# Worksheet 05

Name:  Matias Ou    
UID: U34955662

### Topics

- Cost Functions
- Kmeans

### Cost Function

Solving Data Science problems often starts by defining a metric with which to evaluate solutions were you able to find some. This metric is called a cost function. Data Science then backtracks and tries to find a process / algorithm to find solutions that can optimize for that cost function.

For example suppose you are asked to cluster three points A, B, C into two non-empty clusters. If someone gave you the solution `{A, B}, {C}`, how would you evaluate that this is a good solution?

Notice that because the clusters need to be non-empty and all points must be assigned to a cluster, it must be that two of the three points will be together in one cluster and the third will be alone in the other cluster.

In the above solution, if A and B are closer than A and C, and B and C, then this is a good solution. The smaller the distance between the two points in the same cluster (here A and B), the better the solution. So we can define our cost function to be that distance (between A and B here)!

The algorithm / process would involve clustering together the two closest points and put the third in its own cluster. This process optimizes for that cost function because no other pair of points could have a lower distance (although it could equal it).

### K means

a) (1-dimensional clustering) Walk through Lloyd's algorithm step by step on the following dataset:

`[0, .5, 1.5, 2, 6, 6.5, 7]` (note: each of these are 1-dimensional data points)

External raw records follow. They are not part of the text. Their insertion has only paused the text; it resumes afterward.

PR #261, opened 2023-08-02
Add options to config Sentry app hang and HTTP client error tracking

itsmeichigo:
Part of https://github.com/woocommerce/woocommerce-ios/issues/10372

## Description
Since Sentry v8.0.0, app hang and HTTP client errors are tracked by default. These reports overflow the issue list for WCiOS, so we want to add an option to disable these tracking from our side.

This PR adds new options for `CrashLoggingDataProvider`: `enableAppHangTracking` and `enableCaptureFailedRequests`. These are used to configure relevant Sentry options. They are kept as ~`true`~ `false` by default ~not to affect any existing apps using this dependency~ and other apps can opt in if needed.

---

### DIFF
--- a/Sources/Remote Logging/Crash Logging/CrashLoggingDataProvider.swift
+++ b/Sources/Remote Logging/Crash Logging/CrashLoggingDataProvider.swift
@@ -13,6 +13,10 @@ public protocol CrashLoggingDataProvider {
     var additionalUserData: [String: Any] { get }
     var shouldEnableAutomaticSessionTracking: Bool { get }
     var performanceTracking: PerformanceTracking { get }
+    /// Whether app hang are captured.
+    var enableAppHangTracking: Bool { get }
+    /// Whether HTTP client errors are captured.
+    var enableCaptureFailedRequests: Bool { get }
 }
 
 /// Default implementations of common protocol properties
@@ -79,5 +83,15 @@ public extension CrashLoggingDataProvider {
     var enableUserInteractionTracing: Bool {
         guard case .enabled(let config) = performanceTracking else { return false }
         return config.trackUserInteraction
+    }
+
+    /// App hang tracking is enabled by default.
+    var enableAppHangTracking: Bool {
+        return true
+    }
+
+    /// HTTP client errors are captured by default.
+    var enableCaptureFailedRequests: Bool {
+        return true
     }
 }
--- a/Sources/Remote Logging/Crash Logging/CrashLoggingDataProvider.swift
+++ b/Sources/Remote Logging/Crash Logging/CrashLoggingDataProvider.swift
@@ -85,13 +85,13 @@ public extension CrashLoggingDataProvider {
         return config.trackUserInteraction
     }
 
-    /// App hang tracking is enabled by default.
+    /// App hang tracking is disabled by default to avoid unexpected events being tracked.
     var enableAppHangTracking: Bool {
-        return true
+        return false
     }
 
-    /// HTTP client errors are captured by default.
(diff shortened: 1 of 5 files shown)


itsmeichigo:
@mokagio I'm setting the new version with `2.3.0` as we are not planning to ship a new version soon for this library. I'm still confused about the versioning since the [last update](https://github.com/wordpress-mobile/WordPressUI-iOS/pull/128) of `WordPressUI`, so pinging you to make sure that this is ok.

Sources/Remote Logging/Crash Logging/CrashLoggingDataProvider.swift
```diff
@@ -80,4 +84,14 @@ public extension CrashLoggingDataProvider {
...
+
+    /// App hang tracking is enabled by default.
+    var enableAppHangTracking: Bool {
+        return true
+    }
+
+    /// HTTP client errors are captured by default.
+    var enableCaptureFailedRequests: Bool {
+        return true
+    }
```
mokagio: I appreciated the idea of maintaining the default Sentry behavior to avoid breaking the experience of existing apps. At the same time, making it opt-in would ensure that other apps won't experience the same clutter you noted. What do you think?

```suggestion
    /// App hang tracking is disabled by default to avoid unexpected events being tracked.
    var enableAppHangTracking: Bool {
        return false
    }

    /// HTTP client errors are disabled by default to avoid unexpected events being tracked.
    var enableCaptureFailedRequests: Bool {
        return false
    }
```

mokagio (approved):

Sources/Remote Logging/Crash Logging/CrashLoggingDataProvider.swift
mokagio: If you accept this change, I'll publish a PSA post after releasing the new version advising folks to opt-in if they need either log.

itsmeichigo: I think that would be great! Accepting the suggested change now.

itsmeichigo:
@mokagio I merged the change, could you help with the release, please? 🙇 
Edited: I created a release for 2.3.0 myself but couldn't trigger CI to push a new version of the library on Cocoapods. I'll proceed to merge the WCiOS PR pointing to `trunk` of this library for now.

Sources/Remote Logging/Crash Logging/CrashLoggingDataProvider.swift
kean: The WP/JP team uses app hang tracking and finds it useful. But it's often inaccurate. As @salimbraksa suggested (p1691161246764459-slack-C05CANZ2B6F), I think we should look for other options. Apple's [MetricKit](https://developer.apple.com/documentation/metrickit) has hang diagnostics and more.

kean: From [SentryOptions.m](https://github.com/getsentry/sentry-cocoa/blob/main/Sources/Sentry/SentryOptions.m)

```swift
self.enableAppHangTracking = YES;
self.enableCaptureFailedRequests = YES;
```

Both app hangs and capture failed requests are enabled by Sentry by default. With this change, they are now going to be disabled.

kean: `enableCaptureFailedRequests` – it sounds like a good idea to disable these for good. It should typically be the server monitoring its health, not the clients. It should reduce the amount of swizzling and some overhead on the client.

mokagio:
@itsmeichigo 👍 👍 👍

Given the initial centroids:

`[0, 2]`

- First assign each point its closest centroid 
- 2 recompute the center of each cluster: `[0.25, 4.6]`
- Assign each point in the data set its closest center `[0, 0.5, 1.5, 2], [6, 6.5, 7]`
- recompute the center of each cluster again: `[1.0, 6.5]`
- Assign each point in the data set their closest center: `[0, 0.5, 1.5, 2], [6, 6.5, 7]`
- And finally convergence. 

b) Describe in plain english what the cost function for k means is.

It measures how spread out the data points are within their respective clusters. A lower cost means that the data points are reletively closely clustered around their centroids, giving a better clustering solution. 

c) For the same number of clusters K, why could there be very different solutions to the K means algorithm on a given dataset?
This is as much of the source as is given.